==== Data extract ====

PR #2917, opened 2020-05-04
Prepare for release 1.0.9

yophilav:
Prepare for release 1.0.9
* Update [Windows IoT Core ARM32 version compatibility issue](https://support.microsoft.com/en-us/help/4542617/you-might-encounter-issues-when-using-windows-server-containers-with-t) to OS version 10.0.17763.1158 ([3f42583](https://github.com/Azure/iotedge/commit/3f425836720c07b522da19bf582351e1afba4bf6))
* Update [Windows Server 2019 AMD64 version compatibility issue](https://support.microsoft.com/en-us/help/4542617/you-might-encounter-issues-when-using-windows-server-containers-with-t) to tag version 2.1.17-nanoserver-1809 ([9552413](https://github.com/Azure/iotedge/commit/9552413925b370abb74ac6a35ebf54556842fb3f))
* Hotfix [Linux AMD64 security vulnerability](https://people.canonical.com/~ubuntu-security/cve/2020/CVE-2020-1967.html) by updating the dotnet core runtime image to use 2.1.17-alpine3.11 ([9c3d240](https://github.com/Azure/iotedge/commit/9c3d240eb733ae5d6b3fc3dd1a5a6b2b94275b96))


edgelet/contrib/config/windows/config.yaml
```diff
@@ -160,7 +160,7 @@ agent:
   type: "docker"
   env: {}
   config:
-    image: "mcr.microsoft.com/azureiotedge-agent:1.0.9"
+    image: "mcr.microsoft.com/azureiotedge-agent:1.0.9.1"
```
philipktlin, line 163: @varunpuranik I found that in release/1.0.8, we specify exact version as release in Windows config yaml, but we used 1.0 for Linux config yaml.  Do you know why?

CHANGELOG.md
```diff
@@ -1,3 +1,23 @@
+# 1.0.9.1 (2020-05-04)
```
and-rewsmith, line 1: Are we releasing this today?

yophilav: I'm starting the process today. 
Since it's May 4th I'd like to take the opportunity. 🛰️

and-rewsmith: Haha ok. I think we should change it to be accurate though when we know the release date

edgelet/contrib/config/windows/config.yaml
dylanbronson: To me it makes sense that for RC's we should be explicit about it, but for releases that will be tagged with 1.0 (aka automatically downloaded when we ask for 1.0), then we shouldn't need to add it explicitly.

So I think it should "1.0" in this case

and-rewsmith: @philipktlin I asked this question to arnav a long long time ago (like October), and I think he told me that the linux one didn't get used so no one kept it up to date. 

@dylanbronson Isn't what you are referring to a part of the images release job? This information isn't contained in the yamls, unless I am misunderstanding something.

dylanbronson: @and-rewsmith I was under the impression it worked like this: when we have the image set to 1.0, we expect it to automatically pull the latest version of the image (whatever is tagged with 1.0). Since we will tag 1.0.9.1 with 1.0 (in the release job), we expect 1.0.9.1 to be pulled down when we ask for 1.0.

So having 1.0 or 1.0.9.1 explicitly in this config.yaml should pull down the 1.0.9.1 image once 1.0.9.1 is released. 

If you install Edge through normal installation process on Linux right now, the config.yaml will have "mcr.microsoft.com/azureiotedge-agent:1.0"
If you do the same but on Windows, the config.yaml will have  "mcr.microsoft.com/azureiotedge-agent:1.0.9"

Both will pull 1.0.9, and I think it's better to just have 1.0, since that signals "latest," but I don't think it matters too much.

Unless there's some reason that I don't know about that having 1.0 for Windows doesn't work like that

philipktlin: Refer to @and-rewsmith 's comment "linux one didn't get used so no one kept it up to date". 
Now I understand.  To explain more, currently when upgrade we expect customers will keep existing config.yaml.  Even we release a config.yaml with latest image tag, no one will use it.

@dylanbronson your description is correct for new installation.  If I installed iotedged on my linux device right after 1.0.8.5 is released.  Therefore my linux device is currently running iotedged version 1.0.8 and 1.0 image tag in config.yaml which installed docker image is version 1.0.8.5.  Now version 1.0.9 is released.  Customer upgraded iotedged to 1.0.9 and 1.0 image tag in config.yaml (customer generally will keep config.yaml).  After upgrade and start up iotedged, it will pull edge agent image tag 1.0 (actual version is 1.0.8.5) and it exists as the docker image of version 1.0.8.5 is downloaded by 1.0 tag before.  Therefore it will try to create a container with existing image.  This may fail refer to backward compatibility (https://docs.microsoft.com/en-us/azure/iot-edge/support#releases).

For windows it is different as upgrade installation will require to reconfigure config.yaml.

CHANGELOG.md
```diff
@@ -1,3 +1,23 @@
...
+## Edge Agent
+### Bug Fixes
+* Hotfix [Window IoT Core ARM32 security vulnerability](https://support.microsoft.com/en-us/help/4542617/you-might-encounter-issues-when-using-windows-server-containers-with-t) by updating the base operating system images to version 10.0.17763.1158 ([3f42583](https://github.com/Azure/iotedge/commit/3f425836720c07b522da19bf582351e1afba4bf6))
```
varunpuranik, line 4: Just say "Update base image to xx to address Windows security issue"

edgelet/contrib/config/windows/config.yaml
dylanbronson: @philipktlin and I talked offline and did a manual test. When a new docker image is pushed to docker under the same tag (1.0 in this case), the hash will change and docker will recognize this. So when a docker container is removed, the new image will be pulled down, and the image will be updated correctly. Docker will **not** try to to create the container with the existing image, it will instead go and grab the updated image.

This means it looks like it should be 1.0 here, not 1.0.9.1 explicitly. For RC's it should be explicit, but for anything that will be tagged with 1.0, we should have 1.0 in the config.yaml.

@arsing @myagley 
Please correct us if we are wrong in any of this understanding.

arsing: >For windows it is different as upgrade installation will require to reconfigure config.yaml.

This is not true.

>So when a docker container is removed

Containers aren't removed as part of running `Update-IoTEdge`

arsing: But anyway, yes you can make this `1.0` too, since it'll only get used for new installs just like with Linux packages. That is, in both Windows and Linux, updating the package leaves the user's existing `config.yaml` untouched, so there's no point bumping it in every release.

edgelet/contrib/config/windows/config.yaml
```diff
@@ -160,7 +160,7 @@ agent:
   type: "docker"
   env: {}
   config:
-    image: "mcr.microsoft.com/azureiotedge-agent:1.0.9"
+    image: "mcr.microsoft.com/azureiotedge-agent:1.0"
```
varunpuranik, line 163: Did we test this? Might be better to keep this 1.0.9.1 (to avoid unnecessary changes)

philipktlin: Dylan did the test with me and it shows that a new container will get the latest version.  Also Edge agent will re-deploy if it detects different version registered in azure portal.  I think it should be safe to make this change.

====

Please transcribe the data above without changes, from its first line to its "and-rewsmith: @philipktlin I" line, and leave out anything past that.

### Answer area
PR #2917, opened 2020-05-04
Prepare for release 1.0.9

yophilav:
Prepare for release 1.0.9
* Update [Windows IoT Core ARM32 version compatibility issue](https://support.microsoft.com/en-us/help/4542617/you-might-encounter-issues-when-using-windows-server-containers-with-t) to OS version 10.0.17763.1158 ([3f42583](https://github.com/Azure/iotedge/commit/3f425836720c07b522da19bf582351e1afba4bf6))
* Update [Windows Server 2019 AMD64 version compatibility issue](https://support.microsoft.com/en-us/help/4542617/you-might-encounter-issues-when-using-windows-server-containers-with-t) to tag version 2.1.17-nanoserver-1809 ([9552413](https://github.com/Azure/iotedge/commit/9552413925b370abb74ac6a35ebf54556842fb3f))
* Hotfix [Linux AMD64 security vulnerability](https://people.canonical.com/~ubuntu-security/cve/2020/CVE-2020-1967.html) by updating the dotnet core runtime image to use 2.1.17-alpine3.11 ([9c3d240](https://github.com/Azure/iotedge/commit/9c3d240eb733ae5d6b3fc3dd1a5a6b2b94275b96))


edgelet/contrib/config/windows/config.yaml
```diff
@@ -160,7 +160,7 @@ agent:
   type: "docker"
   env: {}
   config:
-    image: "mcr.microsoft.com/azureiotedge-agent:1.0.9"
+    image: "mcr.microsoft.com/azureiotedge-agent:1.0.9.1"
```
philipktlin, line 163: @varunpuranik I found that in release/1.0.8, we specify exact version as release in Windows config yaml, but we used 1.0 for Linux config yaml.  Do you know why?

CHANGELOG.md
```diff
@@ -1,3 +1,23 @@
+# 1.0.9.1 (2020-05-04)
```
and-rewsmith, line 1: Are we releasing this today?

yophilav: I'm starting the process today. 
Since it's May 4th I'd like to take the opportunity. 🛰️

and-rewsmith: Haha ok. I think we should change it to be accurate though when we know the release date

edgelet/contrib/config/windows/config.yaml
dylanbronson: To me it makes sense that for RC's we should be explicit about it, but for releases that will be tagged with 1.0 (aka automatically downloaded when we ask for 1.0), then we shouldn't need to add it explicitly.

So I think it should "1.0" in this case

and-rewsmith: @philipktlin I asked this question to arnav a long long time ago (like October), and I think he told me that the linux one didn't get used so no one kept it up to date. 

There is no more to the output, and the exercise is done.